Would it be fair to say that my 28 watt LED is well over the top for my size of tank in view of my own experience and the fact that some top manufacturers are bringing out units with much less power ?


----------



## J Art (10 Apr 2016)

I've got 20 watts of LED over my 38l and it's proving to be too much light. Manageable, but can only squeeze 6 hours with good amount of CO2 before causing issues. 


Sent from my iPhone using Tapatalk


----------



## Martin in Holland (10 Apr 2016)

LED watt are still a confusing to me too...how much Watt LED = Watt T5..??? But in any case we should try to know how much PAR they give us.


----------



## Dr Mike Oxgreen (10 Apr 2016)

Given that the Watts per gallon rule is very, very approximate, and LEDs only produce slightly more light per Watt than T5, you can roughly just apply the rule directly.

90 litres ≈ 26 US gallons.

So with 28 Watts you've got a little more than 1 Watt per gallon, especially taking into account that LEDs do produce a little more light anyway. That's not excessive, and I'm surprised you needed to reduce it as much as you have - except perhaps in the early stages of the tank.

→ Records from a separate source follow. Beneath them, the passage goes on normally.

PR #1222, opened 2026-09-05
fix(runtime): keep remote receiver hooks peer-owned

randlee:
Fixes the cross-host sender warning by skipping local receiver-hook emission after a host-qualified local write is handed to its peer.

The receiver-side peer ingress remains the sole hook owner. Adds a loopback peer regression covering a sender without a local recipient roster entry.

Validation: `just ci`, `cargo test --workspace`.

### DIFF
--- a/.github/workflows/ci.yml
+++ b/.github/workflows/ci.yml
@@ -375,7 +375,8 @@ jobs:
         shell: bash
         env:
           ATM_CLI_PARITY_CI: "1"
-        run: "$ATM_PARITY_PYTHON" -m unittest discover -s crates/atm-graft-python/tests -p "test_cli_parity.py"
+        run: |
+          "$ATM_PARITY_PYTHON" -m unittest discover -s crates/atm-graft-python/tests -p "test_cli_parity.py"
 
       - name: Run ATM queue lifecycle hook tests
         if: ${{ needs.ci-scope.outputs.runtime == 'true' }}
--- a/.github/workflows/ci.yml
+++ b/.github/workflows/ci.yml
@@ -350,12 +350,32 @@ jobs:
           python -m pip install --disable-pip-version-check --requirement tools/bootstrap-requirements.txt
           python -m pip install --no-deps "$ATM_GRAFT_WHEEL" crates/hermes-atm
 
+      - name: Install isolated debug CLI/native parity packages
+        if: ${{ needs.ci-scope.outputs.runtime == 'true' }}
+        shell: bash
+        run: |
+          set -euo pipefail
+          venv_root="$GITHUB_WORKSPACE/.bootstrap-venv"
+          if [[ "$RUNNER_OS" == "Windows" ]]; then
+            venv_python="$venv_root/Scripts/python.exe"
+            venv_bin="$venv_root/Scripts"
+          else
+            venv_python="$venv_root/bin/python"
+            venv_bin="$venv_root/bin"
+          fi
+          export VIRTUAL_ENV="$venv_root"
+          export PATH="$venv_bin:$PATH"
+          "$venv_python" -m pip install --no-deps crates/hermes-atm
+          maturin develop --manifest-path crates/atm-graft-python/Cargo.toml
+          "$venv_python" -c 'import atm_graft._atm_graft as extension; assert hasattr(extension, "_debug_runtime_scope")'
+          echo "ATM_PARITY_PYTHON=$venv_python" >> "$GITHUB_ENV"
+
       - name: Run CLI/native parity test with a generated fixture
         if: ${{ needs.ci-scope.outputs.runtime == 'true' }}
         shell: bash
         env:
           ATM_CLI_PARITY_CI: "1"
-        run: python -m unittest discover -s crates/atm-graft-python/tests -p "test_cli_parity.py"
+        run: "$ATM_PARITY_PYTHON" -m unittest discover -s crates/atm-graft-python/tests -p "test_cli_parity.py"
 
       - name: Run ATM queue lifecycle hook tests
         if: ${{ needs.ci-scope.outputs.runtime == 'true' }}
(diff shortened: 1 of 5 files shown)


randlee:
qa-pr1222-r1: independently reviewed at c8319d4b30514e832840061758879b821f2972fc (fix/aw-readiness-followup, based on the frozen fix/aw-readiness-easy @ ee943e2d1 — merge-base confirmed). One commit, two files:

- crates/atm-http-runtime/src/storage_and_nudge_router.rs: hoists the host-qualified-recipient check into a single `is_remote_recipient` computed once, keeps the peer-dispatch condition (`committed.newly_persisted && is_remote_recipient`) unchanged, and gates the sender-local received hook on `committed.newly_persisted && !is_remote_recipient` — so a host-qualified send that's already been handed to its peer no longer also fires (and fails to resolve against) the sender's own local roster. Matches the described bug exactly: a misleading local-hook warning despite peer delivery and the peer's own hook succeeding.
- New/extended regression test drops the sender-side local roster entry entirely (`fixture(false, ...)`) and asserts: the send still succeeds with no warnings, the sender's local hook never fires (empty `emitted_ids`), and the remote peer's hook fires exactly once. This is a real behavioral assertion, not just a smoke check.
- crates/atm-architecture/tests/boundary_enforcement.rs: one-line source-string match update (`if committed.newly_persisted` vs the old `if committed.newly_persisted {`) to track the refactor — no boundary-rule relaxation.

No crates/atm-daemon/ touch. Independently ran `cargo test -p atm-http-runtime -p atm-architecture` (209 + doctests + the boundary test, all pass) and `cargo fmt --check --all` (clean) from scratch, not just trusting arch-ctm's self-report. **Verdict: PASS at c8319d4b30514e832840061758879b821f2972fc.**

randlee:
## quality-mgr verdict: FAIL — new commit 3147244f2e44d6ec1a9514777dff37f8e10b7764

My prior PASS at `c8319d4b3` no longer applies; the head moved without a re-pin request. This commit ("fix(graft): align release wheel parity runtime") is a genuine regression, not a fix.

**What it does**: removes `ATM_TEST_RUNTIME_HOME` from `_GeneratedParityFixture._environment()` in `crates/atm-graft-python/tests/test_cli_parity.py`, with the stated rationale that release-wheel artifacts ignore this debug-only override and the debug daemon would otherwise honor it, splitting client/daemon across two runtime scopes.

**Why that's wrong**: `current_host_runtime_scope()` (`crates/atm-core/src/home.rs`) is `test_runtime_home()?.unwrap_or(os_account_home()?)`. On Unix, `os_account_home()` calls `libc::getpwuid(libc::geteuid())` — it resolves the **real OS account home** and explicitly ignores `HOME`/`ATM_HOME` by design (see the function's own comment: "this intentionally does not use HOME, ... those are process-scoped inputs and cannot define a host-wide singleton boundary"). Removing `ATM_TEST_RUNTIME_HOME` doesn't align the debug CLI/daemon with the release wheel's scope — it removes the *only* mechanism that redirected the debug CLI/daemon pair out of the real account home. The `HOME`/`ATM_HOME` overrides also set in this fixture's environment dict do nothing for `current_host_runtime_scope()`.

**Confirmed impact (reproduced twice, then verified against the real store)**:
- `ATM_CLI_PARITY_CI=1 python3 -m unittest crates.atm-graft-python.tests.test_cli_parity -v` fails on a second run (fresh temp dir each time) with `RuntimeError: ... 'teams', 'add-member', 'aw5-cli-parity', 'aw5-parity-sender' ...: member 'aw5-parity-sender' already exists in team 'aw5-cli-parity'`.
- Directly confirmed in the real production store: `/Users/randlee/.atm/db/mail.db` now contains rows for team `aw5-cli-parity`, members `aw5-parity-sender`/`aw5-parity-receiver`, and a persisted "parity reply" message dated `2026-09-05T21:15:30Z` from this test run. `atm teams` against the real account home lists `aw5-cli-parity (2)` as a live team.

This is the same defect class as AV-HOTFIX-002 (Rand's ruling: "tests must never run against the live atm database... every test touching the trust store (or any store) must run under an isolated home"), reintroduced by this commit rather than fixed by it.

**Required fix**: restore `ATM_TEST_RUNTIME_HOME` in the fixture. If release-wheel vs. debug-daemon scope alignment is a real problem, it needs a different mechanism (e.g. the release-wheel side also honoring an isolated scope override, or a documented decision from Rand to accept a split scope for the mandatory parity lane specifically) — not deleting the isolation boundary.

Blocking. Also flagging for cleanup: the real `~/.atm` store on this host now has fixture team/member/message rows from `aw5-cli-parity` that should be purged once the fix lands.

randlee:
## quality-mgr verdict: PASS — qa-pr1222-r2 at 9d9bcd0b1e0a2fe3c7f83ead1415e9861bcc9c0

Independently confirmed arch-ctm's safety-restoration commit reverts the regression I caught at `3147244f2` cleanly.

1. **Fixture matches pre-regression state exactly**: `git diff c8319d4b3 HEAD -- crates/atm-graft-python/tests/test_cli_parity.py` is empty — the file is byte-identical to the SHA I originally PASSed. No release-wheel workaround, no `environment.pop("ATM_TEST_RUNTIME_HOME", ...)`, no leftover `GeneratedParityFixtureTests` test, and no unused `mock` import remain.
2. **Isolation verified effective, not just present**: `ATM_TEST_RUNTIME_HOME` is back in `_environment()`. Ran `ATM_CLI_PARITY_CI=1 python3 -m unittest crates.atm-graft-python.tests.test_cli_parity -v` twice in a row (the regression only surfaced on a second run previously) — both pass. Checked `strings /Users/randlee/.atm/db/mail.db | grep -c aw5-cli-parity` before and after both runs: **44 both times** — the pre-existing contamination count from the earlier regression is unchanged; no new writes landed in the real store. (Per team-lead: those pre-existing 44 rows are left in place pending Rand's cleanup decision — not touched here.)
3. **Standard gates clean**: `cargo fmt --check --all` clean. `just lint` — 36/36 checks pass including pytests.

Noted team-lead's caveat: local `just ci` doesn't exercise the release-wheel parity lane, so it isn't evidence for that lane. I didn't rely on it — the isolation check above is a direct repro of the exact failure mode from the FAIL report (`ATM_CLI_PARITY_CI=1 python3 -m unittest ...`, twice, with before/after DB grep), independent of `just ci`.

PASS.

But we also need to know not just the size of your tank, but what fertilisation and CO₂ you're using. Avoiding algae is all about the balance between light, CO₂ and fertilisation, coupled with good competitive plant growth: essentially, light without enough CO₂ and fertilisation will result in algae.


----------



## id_joker (10 Apr 2016)

medium led...30 lm/l 
high   led...50 lm/l  

medium t5 ...0.5w/l
high   t5 ...0.6w/l


no co2
medium t5...0.3w/l
medium led...20 lm/l


----------



## AndyMcD (10 Apr 2016)

I've got an 80cm Arcadia Classica LED OTL on (not suspended above) a 140 litre aquarium (80L X 45D X 40H). I'm running CO2.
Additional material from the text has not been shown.